[Information provided]

Issue #1866, opened 2026-06-22
perf(router): dns-tail re-serializes the whole DNS cache to /tmp on every query line (O(N) per line)


sameerparekh:
Follow-up from #1864 (the agent-CPU / DNS-starvation fix). #1864 isolates dnsmasq from agent CPU via `nice` and throttles `wh_drop` logging, but it deliberately does NOT touch the agent's ~28%-steady-state CPU draw. This issue tracks the clearest separable efficiency win found during that work.

## Finding
`openwrt/files/usr/sbin/wifihaven-dns-tail` flushes with `flush_every = 1` (one flush per ingested line). Each flush re-serializes the **entire** in-memory cache and rewrites three tmpfs files atomically (temp write + `os.rename`):

- `atomic_write(cache_path, cache.dump_text())` — full ip→hostname cache
- `atomic_write(aliases_path, cache.dump_aliases_text())` — full CNAME-alias map
- `atomic_write(dns_metrics_path, ...)` — small

So per DNS query line the cost is **O(N)** in the cache size, not O(1) in the new entry. On a busy household the dnsmasq query log reaches ~14 MB / 10-min window across ~22 devices (per #1864 recon), and the cache grows to hundreds–thousands of live entries — so dns-tail does roughly O(N) serialization × O(L) lines of work continuously. This is a prime suspect for the agent stack's steady-state CPU.

See `wifihaven-dns-tail` lines ~322-329 and ~372-385 (two mirrored flush sites: the SNI-routed path and the DNS-reply path).

## Constraint (do not regress)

[Problem details] Begin with the line that holds "the DNS-reply path)." and write out each line from there to the end of the material, exactly as it stands. Include nothing else.

[Solution]
See `wifihaven-dns-tail` lines ~322-329 and ~372-385 (two mirrored flush sites: the SNI-routed path and the DNS-reply path).

## Constraint (do not regress)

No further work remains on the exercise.